De la relation dans l’étant – Casser la linéarité

Par Françoise Deverre - 2012 - Présentation de sa démarche picturale.

 

     Toute peinture qui se tient est la tenue d’un silence (L’atelier infini - J.C. Bailly).
     La peinture «cosa mentale» ne se réduit pas à son concept, Nicolas Poussin parlait de prospect.

     Comment peindre au jour de l’interdit ?
   L’activité créatrice après l’excitation de la 1ère moitié du XXème siècle, son extraordinaire ouverture déjà perturbée par la guerre 1914-18 et suivie du nazisme, résistera quelques années encore via les Etats-Unis et patatras, la peinture est déclarée morte, vouée aux Gémonies, au moment même où la littérature se tait, la peinture qui est silence sera rejetée particulièrement en France, la nouvelle figuration ne changera rien. Elle est galeuse dans un monde de transparence.

       Mon intention cherchait l’ouverture conduisant à une spatialité ouverte dans laquelle je pouvais insérer des différences, des contradictions, des fulgurances, des ruptures afin de casser toute linéarité, toute tendance absolutiste, à l’instar du Nouveau Roman. Ma peinture est un ensemble de «plis»¹, de zones d’ombre pour une expérience réflexive dans le temps. Ni figurative ni abstraite, elle est un ensemble de forces qui par leur rapprochement même produisent une sorte de dialogue improbable.

     Ma première préoccupation dès mon engagement pictural fût la recherche d’éléments pouvant transformer nos visions et répondre au choc de l’existence du nazisme. Pas de perspective, pas de projet linéaire. Refus du naturalisme, une expérience de destruction du discours, Décomposition/Recomposition, dirait Skimao.

     Depuis sa naissance, la peinture est d’abord une histoire de relations distinctes mais aussi complémentaires qui se tendent, se renforcent, se soutiennent, s’éloignent, se rapprochent pour produire une «image» toujours en mouvement et pourtant immobile sur une surface plane, image dont les affects semblent être le premier ressort dans une perspective purement mentale qui bouleverse, décore, interpelle et trouble notre positionnement de pensée et parce que les années 60 sentaient encore bien des parfums répugnants, je mis en place vers 1987 des polyptyques qui évoluèrent rapidement vers un polylangage telles les Convergences paradoxales qui permettaient une floraison d’images-signe, sensation du dedans plutôt que du dehors, pas de perspective mais des temps différés. Ces ensembles contribuèrent à questionner la pluralité et ses frottements. Une peinture - relation dans un monde fracturé. Désormais la peinture était devenue question et relation.
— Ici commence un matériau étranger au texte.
PR #207, opened 2024-05-07
Add Mstatus helpers to allow setting fields in Mstatus

jsgf:
Without needing to touch the CSR. This allows multiple changes in a single register write.

### DIFF
--- a/riscv/src/lib.rs
+++ b/riscv/src/lib.rs
@@ -36,6 +36,7 @@
 #![allow(clippy::missing_safety_doc)]
 
 pub mod asm;
+pub(crate) mod bits;
 pub mod delay;
 pub mod interrupt;
 pub mod register;
--- a/riscv/src/register/macros.rs
+++ b/riscv/src/register/macros.rs
@@ -160,6 +160,34 @@ macro_rules! write_csr_rv32 {
     };
 }
 
+/// Convenience macro to write a value with `bits` to a CSR
+#[macro_export]
+macro_rules! write_csr_as {
+    ($csr_type:ty, $csr_number:literal) => {
+        $crate::write_csr!($csr_number);
+
+        /// Writes the CSR
+        #[inline]
+        pub fn write(value: $csr_type) {
+            unsafe { _write(value.bits) }
+        }
+    };
+}
+
+/// Convenience macro to write a value to a CSR register.
+#[macro_export]
+macro_rules! write_csr_as_rv32 {
+    ($csr_type:ty, $csr_number:literal) => {
+        $crate::write_csr_rv32!($csr_number);
+
+        /// Writes the CSR
+        #[inline]
+        pub fn write(value: $csr_type) {
+            unsafe { _write(value.bits) }
+        }
+    };
+}
+
 /// Convenience macro to write a [`usize`] value to a CSR register.
 #[macro_export]
 macro_rules! write_csr_as_usize {
--- a/riscv/src/register/mstatus.rs
+++ b/riscv/src/register/mstatus.rs
@@ -481,7 +481,7 @@ impl Mstatus {
 }
 
 read_csr_as!(Mstatus, 0x300);
-write_csr!(0x300);
+write_csr_as!(Mstatus, 0x300);
 set!(0x300);
 clear!(0x300);
 
--- a/riscv/src/register/mstatus.rs
+++ b/riscv/src/register/mstatus.rs
@@ -1,6 +1,7 @@
 //! mstatus register
 
 pub use super::misa::XLEN;
+use crate::bits::{bf_extract, bf_insert};
 
 /// mstatus register
 #[derive(Clone, Copy, Debug)]
@@ -75,10 +76,15 @@ impl Mstatus {
     /// Helper to insert a bitfield into Mstatus
     #[inline]
     fn bf_insert(&self, bit: usize, width: usize, val: usize) -> Self {
-        let mask = (1 << width) - 1;
         Self {
-            bits: self.bits & !(mask << bit) | ((val & mask) << bit),
+            bits: bf_insert(self.bits, bit, width, val),
         }
+    }
+
+    /// Helper to extract a bitfield from Mstatus
+    #[inline]
+    fn bf_extract(&self, bit: usize, width: usize) -> usize {
+        bf_extract(self.bits, bit, width)
     }
 
     /// Returns the contents of the register as raw bits
@@ -90,7 +96,7 @@ impl Mstatus {
     /// Supervisor Interrupt Enable
     #[inline]
     pub fn sie(&self) -> bool {
-        self.bits & (1 << 1) != 0
+        self.bf_extract(1, 1) != 0
     }
 
     /// Update Supervisor Interrupt Enable
@@ -106,7 +112,7 @@ impl Mstatus {
     /// Machine Interrupt Enable
     #[inline]
     pub fn mie(&self) -> bool {
-        self.bits & (1 << 3) != 0
+        self.bf_extract(3, 1) != 0
     }
 
     /// Update Machine Interrupt Enable
@@ -122,7 +128,7 @@ impl Mstatus {
     /// Supervisor Previous Interrupt Enable
     #[inline]
     pub fn spie(&self) -> bool {
-        self.bits & (1 << 5) != 0
+        self.bf_extract(5, 1) != 0
     }
 
     /// Update Supervisor Previous Interrupt Enable
@@ -138,7 +144,7 @@ impl Mstatus {
     /// U-mode non-instruction-fetch memory endianness
     #[inline]
     pub fn ube(&self) -> Endianness {
-        Endianness::from(self.bits & (1 << 6) != 0)
+        Endianness::from(self.bf_extract(6, 1) != 0)
     }
 
     /// Update U-mode non-instruction-fetch memory endianness
@@ -154,7 +160,7 @@ impl Mstatus {
     /// Machine Previous Interrupt Enable
     #[inline]
     pub fn mpie(&self) -> bool {
-        self.bits & (1 << 7) != 0
+        self.bf_extract(7, 1) != 0
     }
 
     /// Update Machine Previous Interrupt Enable
@@ -170,7 +176,7 @@ impl Mstatus {
     /// Supervisor Previous Privilege Mode
     #[inline]
     pub fn spp(&self) -> SPP {
-        match self.bits & (1 << 8) != 0 {
+        match self.bf_extract(7, 1) != 0 {
             true => SPP::Supervisor,
             false => SPP::User,
         }
@@ -189,7 +195,7 @@ impl Mstatus {
     /// Machine Previous Privilege Mode
     #[inline]
     pub fn mpp(&self) -> MPP {
-        let mpp = (self.bits >> 11) & 0x3; // bits 11-12
+        let mpp = self.bf_extract(11, 2); // bits 11-12
         match mpp {
             0b00 => MPP::User,
             0b01 => MPP::Supervisor,
@@ -214,7 +220,7 @@ impl Mstatus {
     /// and floating-point data registers `f0–f31`.
     #[inline]
     pub fn fs(&self) -> FS {
-        let fs = (self.bits >> 13) & 0x3; // bits 13-14
+        let fs = self.bf_extract(13, 2); // bits 13-14
         match fs {
             0b00 => FS::Off,
             0b01 => FS::Initial,
@@ -240,7 +246,7 @@ impl Mstatus {
     /// state.
     #[inline]
     pub fn xs(&self) -> XS {
-        let xs = (self.bits >> 15) & 0x3; // bits 15-16
+        let xs = self.bf_extract(15, 2); // bits 15-16
         match xs {
             0b00 => XS::AllOff,
             0b01 => XS::NoneDirtyOrClean,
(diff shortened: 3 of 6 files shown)


romancardenas:
I find it confusing having methods that modify `MStatus` that do not modify the mstatus register, but a "copy". Alternatively, I like the idea of register builders (see #98). However, the PR looks stale...

Would you consider adapting the builders approach for this PR?

jsgf:
I think there's a few things to pick apart here:
- a type representing possible values of mstatus
- the actual mstatus csr
- updating the csr with a new value

The third one is what adds the complications, because of the special atomic bit set/clear operations in a single csr instruction. These are very useful for all the single-bit fields in mstatus so we wouldn't want to do without them. But in the general case - either updating a multi-bit field or updating multiple fields at once - requires a full read/modify/write.

So as I see it, the current "operate directly on mstatus" methods are the special case exception, and the common case is:
```
let mut mstatus = mstatus::read();
mstatus = mstatus.set_X().set_Y();
mstatus::write(mstatus);
```

> Would you consider adapting the builders approach for this PR?

I'm not sure how that would really be different? As I said, my use-case here is to read mstatus, make some changes, then put it back, whereas a builder would imply building new Mstatus values from scratch.

But I agree with you about the potential for confusion. I should definitely add a clarifying line in the doc comment to say it updates the Mstatus value but not the csr, and maybe rename them to `update_`?

jsgf:
I added a commit to:
- add clarifying comment
- rename the methods from set_ -> update_ to make them more distinct from the `mstatus::set_` functions.

jsgf:
Oh I just noticed there's no `write_as` for updating a csr from a type. And mstatus doesn't have write_as_usize...

jsgf:
Hm, need to do more testing.

jsgf:
Ugh, shift vs `&` precedence. Looks like this is correct now.

riscv/src/register/mstatus.rs
```diff
@@ -84,30 +93,75 @@ impl Mstatus {
         self.bits & (1 << 1) != 0
     }
 
+    /// Update Supervisor Interrupt Enable
+    ///
+    /// Note this updates the [`Mstatus`] value, but does not affect the mstatus
+    /// CSR itself. See [`set_sie`]/[`clear_sie`] to directly update the CSR.
+    #[inline]
+    pub fn update_sie(&self, sie: bool) -> Self {
```
rmsyn, line 101: Somewhat of a bikeshed, but methods that set a bit in a bitfield without clearing the rest of the bitfield typically use the `modify_*` convention, e.g. in `pac` crates generated with `svd2rust`.

romancardenas:
Whenever I have doubts about new features, I take a look at how `cortex-m` works. For instance, the [FPSCR](https://github.com/rust-embedded/cortex-m/blob/master/cortex-m/src/register/fpscr.rs). They do have `x` methods to get bit fields and `set_x` methods to set bit fields in the read value. Next, they provide a `write` function that takes the register structure and writes its value in the register using inline assembly. This looks very similar to your proposal @jsgf 

Let me take some time to review your changes, I'll try to provide a review ASAP.

riscv/src/register/macros.rs
```diff
@@ -160,6 +160,34 @@ macro_rules! write_csr_rv32 {
...
+        #[inline]
+        pub fn write(value: $csr_type) {
+            unsafe { _write(value.bits) }
+        }
+    };
+}
+
 /// `RV64`: Convenience macro to write a [`usize`] value to a CSR register.
 #[macro_export]
 macro_rules! write_csr_as_usize {
```
romancardenas, line 193: This could be substituted by `write_csr_as(usize, csr_number)`, right?

riscv/src/register/mstatus.rs
```diff
@@ -72,6 +72,15 @@ impl From<bool> for Endianness {
 }
 
 impl Mstatus {
```
romancardenas, line 74: It would be nice to have macros for structs like `Mstatus`, as I expect a lot of duplicates with this

riscv/src/register/mstatus.rs
romancardenas: In `cortex-m`, they use the `set_*` convention. I would align with them

riscv/src/register/mstatus.rs
```diff
@@ -84,30 +93,75 @@ impl Mstatus {
         self.bits & (1 << 1) != 0
     }
 
+    /// Update Supervisor Interrupt Enable
+    ///
+    /// Note this updates the [`Mstatus`] value, but does not affect the mstatus
+    /// CSR itself. See [`set_sie`]/[`clear_sie`] to directly update the CSR.
+    #[inline]
+    pub fn update_sie(&self, sie: bool) -> Self {
+        self.bf_insert(1, 1, sie as usize)
```
romancardenas, line 102: perhaps using a `bit_set(pos: usize, val:bool`? it would be slightly faster when width is 1

riscv/src/register/mstatus.rs
```diff
@@ -84,30 +93,75 @@ impl Mstatus {
...
+
     /// Machine Interrupt Enable
     #[inline]
     pub fn mie(&self) -> bool {
         self.bits & (1 << 3) != 0
     }
 
+    /// Update Machine Interrupt Enable
+    ///
+    /// Note this updates the [`Mstatus`] value, but does not affect the mstatus
```
romancardenas, line 113:
```suggestion
    /// Note this updates the [`Mstatus`] value read previously, but does not affect the mstatus
```

riscv/src/register/mstatus.rs
romancardenas: Maybe we could have a `pub(crate) bit` module somewhere with bitwise **functions** for `usize`. In this way, we avoid having methods in every register, and all registers use the same function. I'm not sure if this would help us optimize the binary size or if the compiler is smart enough to collapse all these methods (don't think so).

romancardenas (changes requested):
Let's follow the `set_*` approach as in `cortex-m`. Also, maybe it is a good moment to add a utility module with bit-wise functions that can be shared among all the registers (it feels like we will need it in the future)

riscv/src/register/mstatus.rs
jsgf: I started with set but the concern was it would be confusing vs the functions which act directly on the csr. Also there's a semantic difference as the csr functions use parameterleas set/clear for single bit fields whereas the update/modify/... on Mstatus takes a parameter.

riscv/src/register/macros.rs
jsgf: No, because it assumes a `bits` field.

riscv/src/register/mstatus.rs
jsgf: I'd be surprised if it made any difference - `bf_insert` is inlined so the compiler can see the constants and optimize accordingly.

riscv/src/register/mstatus.rs
jsgf: Yeah I saw a lot of opportunity to collapse some repeated code.

jsgf:
@romancardenas Yeah, I think a good general structure for any register is to define a type to abstract all the bitfields, read/write operations in terms of that type, and operations on the type to get/set each field. And as an optimization, specific atomic set operations directly on the register if it makes a difference (as it does for riscv single bit fields, and multi-bit in some situations). But it's not really worth having those direct-access functions for anything that's going to require a full read/modify/write pattern anyway.

`mstatus` is just where I've run into this for my current project, but this pattern applies to pretty much everything in riscv::registers.

For registers which only contain one logical field - eg the pmp_addr registers - you could say that it's probably not necessary to define a new type for it. But that 2 bit shift keeps biting me, so I'd probably still go for it...

riscv/src/lib.rs
```diff
@@ -36,6 +36,7 @@
 #![allow(clippy::missing_safety_doc)]
 
 pub mod asm;
+pub(crate) mod bits;
```
romancardenas, line 39: we can leave it as this, but now I don't find any reason why we should hide it from dependents. Maybe PACs find them handy

riscv/src/register/mstatus.rs
```diff
@@ -72,6 +73,20 @@ impl From<bool> for Endianness {
...
+            bits: bf_insert(self.bits, bit, width, val),
+        }
+    }
+
+    /// Helper to extract a bitfield from Mstatus
+    #[inline]
+    fn bf_extract(&self, bit: usize, width: usize) -> usize {
+        bf_extract(self.bits, bit, width)
+    }
+
```
romancardenas, line 89:
```suggestion
```

riscv/src/register/mstatus.rs
```diff
@@ -81,46 +96,106 @@ impl Mstatus {
     /// Supervisor Interrupt Enable
     #[inline]
     pub fn sie(&self) -> bool {
-        self.bits & (1 << 1) != 0
+        self.bf_extract(1, 1) != 0
```
romancardenas, line 99:
```suggestion
        bf_extract(self.bits, 1, 1) != 0
```

riscv/src/register/mstatus.rs
```diff
@@ -81,46 +96,106 @@ impl Mstatus {
...
+    }
+
+    /// Update Supervisor Interrupt Enable
+    ///
+    /// Note this updates a previously read [`Mstatus`] value, but does not
+    /// affect the mstatus CSR itself. See [`set_sie`]/[`clear_sie`] to directly
+    /// update the CSR.
+    #[inline]
+    pub fn set_sie(&self, sie: bool) -> Self {
+        self.bf_insert(1, 1, sie as usize)
```
romancardenas, line 109:
```suggestion
        self.bits = bf_insert(self.bits, 1, 1, sie as usize);
```

riscv/src/register/mstatus.rs
```diff
@@ -81,46 +96,106 @@ impl Mstatus {
...
+        self.bf_extract(1, 1) != 0
+    }
+
+    /// Update Supervisor Interrupt Enable
+    ///
+    /// Note this updates a previously read [`Mstatus`] value, but does not
+    /// affect the mstatus CSR itself. See [`set_sie`]/[`clear_sie`] to directly
+    /// update the CSR.
+    #[inline]
+    pub fn set_sie(&self, sie: bool) -> Self {
```
romancardenas, line 108:
```suggestion
    pub fn set_sie(&mut self, sie: bool) {
```

riscv/src/register/mstatus.rs
romancardenas: I personally prefer using the new utility functions instead of filling all the registers with new methods. But it is not a hard feeling, if you think this approach has advantages, please write them so we can choose the best option.

riscv/src/register/mstatus.rs
romancardenas: From [`cortex-m`](https://github.com/rust-embedded/cortex-m/blob/4395baee03d57a4e1763c427073da5f33ec3b17e/cortex-m/src/register/fpscr.rs#L32):
```rust
#[inline]
pub fn set_n(&mut self, n: bool) {
    let mask = 1 << 31;
    match n {
        true => self.bits |= mask,
        false => self.bits &= !mask,
    }
}
```
So let's stick with the classic setter approach with mutable reference and no return value.

romancardenas (changes requested):
Thanks for the hard work! Have a look to make comments, especially the one regarding the setter approach.

riscv/src/register/mstatus.rs
jsgf: What about returning `&mut Self` so you can chain them?

riscv/src/lib.rs
jsgf: I'd hold off on that until we're confident it's a stable public api.

riscv/src/register/mstatus.rs
jsgf: It's mostly to save on repeating `Self { bits: ... }` but if we're going with the `&mut self` approach there's no benefit.

jsgf:
BTW there's a lot of repetition here and in other modules - what do you think about a larger scale macro to generate all of this more automatically? It would make it easier to have all the different registers be consistent in form.

(I'm not a huge fan of big macros, but this crate already has a fair amount of macro-driven codegen and I think it tips the cost/benefit scales the right way for this.)

riscv/src/register/mstatus.rs
```diff
@@ -81,46 +82,106 @@ impl Mstatus {
...
+    #[inline]
+    pub fn set_mpie(&mut self, mpie: bool) {
+        self.bits = bf_insert(self.bits, 7, 1, mpie as usize);
     }
 
     /// Supervisor Previous Privilege Mode
     #[inline]
     pub fn spp(&self) -> SPP {
-        match self.bits & (1 << 8) != 0 {
+        match bf_extract(self.bits, 7, 1) != 0 {
```
romancardenas, line 165:
```suggestion
        match bf_extract(self.bits, 8, 1) != 0 {
```

romancardenas (changes requested):
found a 🐛

riscv/src/register/mstatus.rs
romancardenas: I like your idea!

romancardenas:
I agree with you. We could explore using macros to "ease" the new changes to all the registers

riscv/src/register/mstatus.rs
jsgf: Ugh oops. Definitely need a macro-based mechanism that can derive all this from a single source of truth.

romancardenas (approved):
LGTM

       Le fractionnement renforcé par un vide-intervalle accentue la lecture des différences vers le tout. Petites monades comprises dans une autre: la toile. Tentative qui me rapprochait de nos fonctionnements mentaux.

     Comme je l’évoquais plus haut, les premiers polyptyques datent de 1987, il s’agissait d’échantillons de papier peint posés à même le sol, sans choix de motif, uniquement déterminés par le nombre, qu’une trame gestuelle cherchait à réunir. Ce sont les Combinatoires, très Support-Surface. La question du cadre et de la différence demeurera majeure dans mon travail. La seconde aventure importante des polyptyques se produira avec les Convergences paradoxales, le papier peint est souvent sur l’envers, les lés sont différents mais complémentaires, forme plurielle qui préserve l’unicité de l’ensemble malgré les ruptures. C’est à ce moment que se structure tout mon devenir pictural. Organisé en divers lés de différentes largeurs séparés d’un espace-silence d’environ 1 cm ou plus selon les formats. Ceux-ci peuvent aller de la miniature au très grand format.

       Une œuvre ouverte pour une plus grande liberté, un tissu d’intentions en devenir. A cette fin, j’opte pour le polyptyque comme support conceptuel de mon propos. Ces polyptyques prédécoupés et séparés varient dans leur agencement et déterminent l’espace dans lequel opérer. C’est à partir de là que mon intention se précise, tournée vers la différence, la pluralité des langages picturaux. Ceux-ci, sans systématisme, privilégient une forme picturale plus «archaïque» (expressionnisme abstrait, mêlant taches colorées, gestualité, gribouillage maîtrisé), une mise en relation voire en opposition avec des géométries qui rompent toute intention lyrique, des intermédiaires existent comme des interférences.
     Vous l’aurez compris, mon travail est donc une mise en relation d’éléments différenciés. Travail construit autour de l’enfouissement et des résurgences de mémoire. Tenter une approche de nos fonctionnements mentaux et enlever toute projection perspectiviste et linéaire si souvent entretenue dans notre espace culturel. Depuis 2007, j’expérimente de nouvelles organisations tout en restant fidèle à mes premières préoccupations.